As most of you who know me understand, I am a pretty positive person – a “the glass is half full” kind of guy. I enjoy accomplishing goals that make me, my family and my friends happy. I encourage others to dream – to create bucket lists and challenge themselves to do things that make them happy.
There is a great deal of advice, articles and books, and even movies that can help us find our path to happiness, however each of us defines it. I do believe that happiness is a choice and that our choices lead us toward or away from it.
Upon reflection of my daily choices, I often find that I am so eager and excited to choose happiness that I often block out or dismiss my faults and failings, misses, sadness and brokenness. Instead of dismissing my imperfections, it may be that I need to lower my “protective shield” and consider where I could either improve or embrace my failings.

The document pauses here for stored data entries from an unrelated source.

PR #134, opened 2020-04-30
VP multiple audiences

simonas-notcat:
@walfly I tried cherry-picking your changes into this branch and testing how it works. But I'm having issues making basic query by `audience` field work. Maybe you will have more luck figuring this out


walfly:
@simonas-notcat have it working its kind of a hacky solution. Basically find options don't work very well for many to many relationships, so audience queries get skipped in the initial where-builder and added on separately later

PR #150, opened 2020-05-14
chore: Enforce tighter Typescript and Eslint rulesets

roderik:
By increasing the strictness of the typescript rules, it is possible to catch several series of issues on compile time. The most notable types are:

- implicit any: things that by accident remain types as any, and as such bypass typing
- strict null: makes sure that a value cannot be null. e.g. find in a database returns value or null. You cannot get a field out of the variable until you made sure it is not null/undefined. This catches all "cannot get x from undefined" errors

I also added eslint (configured for Typescript) to provide even better linting checks

I tried to modify as little of the API as possible. Optimizations could be 

- not passing around the Promise of the dbConnection and checking it it resolves only once
- making "raw" a required field on Message


jasonhealy:
Thanks for the PR @roderik - Just a few notes:

- The PR is very big and could be broken down into multiple smaller PR's like `error-handling`, `formatting`, `type-safety`, `optimisations` etc. For type-safety you could focus on one package at a time and then switch over the stricter rule detection once all packages are adhering (rules can be commented out temporarily or target those files specifically). Please provide the instructions on how to test the type safety changes.
- Commit style is conventional so only use `feat` for actual framework features as opposed to development features. Same goes for `fix` - we 'try' to use this for bug fixes from a previous change-set. `build` and `refactor` can be used here.

roderik:
> Thanks for the PR @roderik - Just a few notes:
>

Evaluating our less than perfect aspects can be challenging, so offering ourselves some grace is an important aspect of the process. We need to understand that our faults, real or perceived, are part of what makes us unique. We also need to remind ourselves that happiness is not what social media so often attempts to define it as these days. I believe that figuring out what feeds each of our wholly imperfect selves leads us down the path of authentic happiness. I also believe we can learn so much from our failures and shortcomings, from our sadness and our grief. They offer us the opportunity to grow and be better versions of ourselves.
So, as we work to become better or even the best versions of ourselves, maybe we should not just focus on trying to be happy, rather take the time to embrace our complete selves – our wholeness. It could be that doing so will make us happier in the long run.
Let’s enjoy life’s journey, embracing the current seasons and concentrating on how we are living for ourselves and those who mean the most to us. I’ll finish by sharing a poem that a dear friend of mine, Gary Hendrickson, shared with me recently. I feel it is a wonderful reminder of the importance of reflecting upon happiness, completeness and living a whole life.
I read of a man who stood to speak at the funeral of a friend. He referred to the dates on the tombstone from the beginning… to the end. He noted that first came the date of birth and spoke of the following date with tears, but he said what mattered most of all was the dash between those years. For that dash represents all the time they spent alive on earth and now only those who loved them know what that little line is worth. For it matters not, how much we own, the cars… the house… the cash. What matters is how we live and love and how we spend our dash. So think about this long and hard; are there things you’d like to change? For you never know how much time is left that still can be rearranged.
To be less quick to anger and show appreciation more and love the people in our lives like we’ve never loved before. If we treat each other with respect and more often wear a smile… remembering that this special dash might only last a little while. So when your eulogy is being read, with your life’s actions to rehash, would you be proud of the things they say about how you lived your dash?